## What you are asked to do
Scan the entries below for the word "value" and copy every line in which it occurs.

Stored data
▬▬▬▬▬▬▬▬▬▬

PR #910, opened 2016-03-02
Allow to use the matchers with just rspec expectations gem

majioa:
Allow to use the matchers for the just rspec expectations, apart the whole

RSpec.
- It adds the specific test framework that just includes the specified
  libraries directly to RSpec::Matchers.

The addition is covered with an acceptance test.

### DIFF
--- a/README.md
+++ b/README.md
@@ -197,6 +197,30 @@ describe Person do
 end
 ```
 
+### RSpec-Expectations
+
+Use this instead of the RSpec ifself in case you just use the specific module gem
+'rspec-expectations' to test webpart(s).
+
+Include `shoulda-matchers` in your Gemfile:
+
+``` ruby
+group :test do
+  gem 'shoulda-matchers'
+end
+```
+
+Then, configure the gem to integrate with RSpec specifying the test framework as `:rspec_exp`:
+
+    Shoulda::Matchers.configure do |config|
+      config.integrate do |with|
+        with.test_framework :rspec_exp
+        # ...
+      end
+    end
+
+Now you can use matchers in your tests as for RSpec part.
+
 ### Minitest
 
 Shoulda Matchers was originally a component of [Shoulda][shoulda], a gem that
--- a/lib/shoulda/matchers/integrations/test_frameworks/rspec_expectations.rb
+++ b/lib/shoulda/matchers/integrations/test_frameworks/rspec_expectations.rb
@@ -1,0 +1,34 @@
+module Shoulda
+  module Matchers
+    module Integrations
+      module TestFrameworks
+        # @private
+        class RspecExpectations
+          Integrations.register_test_framework(self, :rspec_exp)
+
+          def validate!
+            return if defined? RSpec::Matchers
+            raise TestFrameworkNotFound, <<-EOT
+You need to include the 'rspec-expectations' gem to Gemfile, and add
+the line before requiring the shoulda matchers:
+
+require 'rspec/expectations'
+EOT
+          end
+
+          def include(*modules, **_options)
+            RSpec::Matchers.send(:include, *modules)
+          end
+
+          def n_unit?
+            false
+          end
+
+          def present?
+            true
+          end
+        end
+      end
+    end
+  end
+end
--- a/spec/acceptance/rspec_expectation_test_framework_integration_spec.rb
+++ b/spec/acceptance/rspec_expectation_test_framework_integration_spec.rb
@@ -1,0 +1,59 @@
+require 'acceptance_spec_helper'
+
+describe 'shoulda-matchers integrates libs for rspec-expectations framework' do
+  before do
+    create_rails_application
+
+    write_file 'db/migrate/1_create_users.rb', <<-FILE
+      class CreateUsers < ActiveRecord::Migration
+        def self.up
+          create_table :users do |t|
+            t.string :name
+          end
+        end
+      end
+    FILE
+
+    run_rake_tasks!(*%w(db:drop db:create db:migrate))
+
+    write_file 'app/models/user.rb', <<-FILE
+      class User < ActiveRecord::Base
+        validates_presence_of :name
+        validates_uniqueness_of :name
+      end
+    FILE
+
+    append_rake_task 'rspec_exp', 'environment', <<-CODE
+  require 'rspec/expectations'
+  require 'shoulda-matchers'
+  require_relative 'test/test_helper.rb'
+
+  def expect(value, &block)
+    ::RSpec::Expectations::ExpectationTarget.for(value, block)
+  end
+
+  def validate_presence_of(value)
+    ::ActiveSupport::TestCase.validate_presence_of(value)
+  end
+
+  it = User.create name: 'Vasja'
+  expect(User.first).to validate_presence_of(:name)
+  puts "Passed"
+    CODE
+
+    updating_bundle do
+      add_rspec_expectations_to_project!
+      add_shoulda_matchers_to_project(
+        test_frameworks: [:rspec_exp],
+        libraries: [:active_record, :active_model],
+      )
+    end
+  end
+
+  context 'when using both active_record and active_model libraries' do
+    it 'allows the use of matchers from both libraries' do
+      result = run_rake_tasks 'rspec_exp'
+      expect(result).to have_output('Passed')
+    end
+  end
+end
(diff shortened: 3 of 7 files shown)


README.md
```diff
@@ -197,6 +197,30 @@ describe Person do
 end
 ```
 
+### RSpec-Expectations
+
+Use this instead of the RSpec ifself in case you just use the specific module gem
```
TheTeaNerd: I think the English can be improved here, I was a little confused by it. I suggest:

```
`shoulda-matchers` can be configured to support using _only_ the `rspec-expectations` gem instead of the full RSpec suite.

Firstly, include `shoulda-matchers` in your Gemfile:
```

...it was much harder than I expected to find a good starting point here. Could you perhaps give a one-liner for why you want to use _only_ RSpec-Expectations and not the full suite? Speed? Load-time? Fewer dependencies?

README.md
```diff
@@ -197,6 +197,30 @@ describe Person do
...
+group :test do
+  gem 'shoulda-matchers'
+end
+```
+
+Then, configure the gem to integrate with RSpec specifying the test framework as `:rspec_exp`:
+
+    Shoulda::Matchers.configure do |config|
+      config.integrate do |with|
+        with.test_framework :rspec_exp
```
TheTeaNerd: I think it would be more expressive / more obvious to use `rspec_expectations` instead of `rspec_exp`.

README.md
```diff
@@ -197,6 +197,30 @@ describe Person do
...
+
+``` ruby
+group :test do
+  gem 'shoulda-matchers'
+end
+```
+
+Then, configure the gem to integrate with RSpec specifying the test framework as `:rspec_exp`:
+
+    Shoulda::Matchers.configure do |config|
```
TheTeaNerd: Missing a code block here?

README.md
```diff
@@ -197,6 +197,30 @@ describe Person do
...
+      config.integrate do |with|
+        with.test_framework :rspec_exp
+        # ...
+      end
+    end
+
+Now you can use matchers in your tests as for RSpec part.
```
TheTeaNerd: I think this line is redundant and could be removed for simplicity.

lib/shoulda/matchers/integrations/test_frameworks/rspec_expectations.rb
```diff
@@ -0,0 +1,34 @@
...
+  module Matchers
+    module Integrations
+      module TestFrameworks
+        # @private
+        class RspecExpectations
+          Integrations.register_test_framework(self, :rspec_exp)
+
+          def validate!
+            return if defined? RSpec::Matchers
+            raise TestFrameworkNotFound, <<-EOT
```
TheTeaNerd: Unless there's a need to explicitly support Ruby < 2.3, this would be nicer with a 'squiggly heredoc': https://infinum.co/the-capsized-eight/multiline-strings-ruby-2-3-0-the-squiggly-heredoc

README.md
majioa: usage with only cucumber )

README.md
majioa: probably

README.md
majioa: could the `exp` statement be understood some else than `expectations` in context of rspec?

lib/shoulda/matchers/integrations/test_frameworks/rspec_expectations.rb
majioa: ok

README.md
majioa: here is indent 4 step

README.md
```diff
@@ -197,6 +197,30 @@ describe Person do
 end
 ```
 
+### RSpec-Expectations
```
mcmire: This would be renamed to "Cucumber", and this whole section would talk about that instead of mentioning `rspec-expectations`.

README.md
mcmire: Going along with the use case, instead of `with.test_framework :rspec_exp`, this would be `with.test_framework :cucumber`.

lib/shoulda/matchers/integrations/test_frameworks/rspec_expectations.rb
```diff
@@ -0,0 +1,34 @@
+module Shoulda
+  module Matchers
+    module Integrations
+      module TestFrameworks
+        # @private
+        class RspecExpectations
```
mcmire: Instead of RspecExpectations, this would be Cucumber, and everything in this file would talk about that rather than `rspec-expectations`.

lib/shoulda/matchers/integrations/test_frameworks/rspec_expectations.rb
mcmire: I'm fine with this -- this makes it easier to wrap the message at 80 characters.

lib/shoulda/matchers/integrations/test_frameworks/rspec_expectations.rb
```diff
@@ -0,0 +1,34 @@
...
+            raise TestFrameworkNotFound, <<-EOT
+You need to include the 'rspec-expectations' gem to Gemfile, and add
+the line before requiring the shoulda matchers:
+
+require 'rspec/expectations'
+EOT
+          end
+
+          def include(*modules, **_options)
+            RSpec::Matchers.send(:include, *modules)
```
mcmire: So now, instead of including modules into RSpec::Matchers (which requires understanding that RSpec::Matchers is itself mixed into Object), this could be `World(*modules)` (which is a public API).

spec/acceptance/rspec_expectation_test_framework_integration_spec.rb
```diff
@@ -0,0 +1,59 @@
+require 'acceptance_spec_helper'
+
+describe 'shoulda-matchers integrates libs for rspec-expectations framework' do
```
mcmire: This file would be renamed/reframed to represent Cucumber and would set up a Cucumber project.

spec/support/acceptance/adds_shoulda_matchers_to_project.rb
```diff
@@ -118,6 +119,10 @@ def integrates_with_rspec?(test_framework)
       test_framework == :rspec
     end
 
+    def integrates_with_rspec_expectations?(test_framework)
```
mcmire: This would be `integrates_with_cucumber?`. You'd have to modify `test_helper_files_for` to do:

``` ruby
if integrates_with_cucumber?(test_framework)
  files << 'features/support/env.rb'
end
```

spec/acceptance/rspec_expectation_test_framework_integration_spec.rb
```diff
@@ -0,0 +1,59 @@
...
+    run_rake_tasks!(*%w(db:drop db:create db:migrate))
+
+    write_file 'app/models/user.rb', <<-FILE
+      class User < ActiveRecord::Base
+        validates_presence_of :name
+        validates_uniqueness_of :name
+      end
+    FILE
+
+    append_rake_task 'rspec_exp', 'environment', <<-CODE
```
mcmire: Instead of appending to a rake task like this, I would actually write this to a file. In the case of Cucumber this could be `features/cucumber_integration.feature` or whatever you want to call it. Unless that's not how you actually write your tests? I'm a bit confused here. Please enlighten me :)

majioa:
@mcmire If we suppose that the case is limited by cucumber case  that should be true, but  because the cucumber is the only explicit example, and may be someone will want to use expectations' syntax without cucumber, but on the same way, for example on test-unit replacing assert syntax. That is why I just used the common case called rspec-exp/rspec-expectations to describe the feature. Well it may be not so correct naming convention for the case, but cucumber is also not a proper naming. May be it should have name expectation-commons?

mcmire:
@majioa My sense is that making a more generic adapter would be premature abstraction. If someone else comes forward later and says that they want to use RSpec syntax with Test::Unit down the line, then I would take that into consideration, but you're literally the only person who's proposed anything like this, and I don't want to confuse the 99% of the userbase who is perfectly happy using `shoulda-matchers` with the full RSpec experience.

That said, can you provide an example of the type of test that you write? I'm not still clear on how you plan on using this.

mcmire:

majioa:
@mcmire  https://github.com/majioa/shoulda-matchers-cucumber

mcmire:
Oh very nice! I've added your extension to the README: https://github.com/thoughtbot/shoulda-matchers#extensions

▬▬▬▬▬▬▬▬▬▬

## Response to the exercise
+  def expect(value, &block)
+    ::RSpec::Expectations::ExpectationTarget.for(value, block)
+  def validate_presence_of(value)
+    ::ActiveSupport::TestCase.validate_presence_of(value)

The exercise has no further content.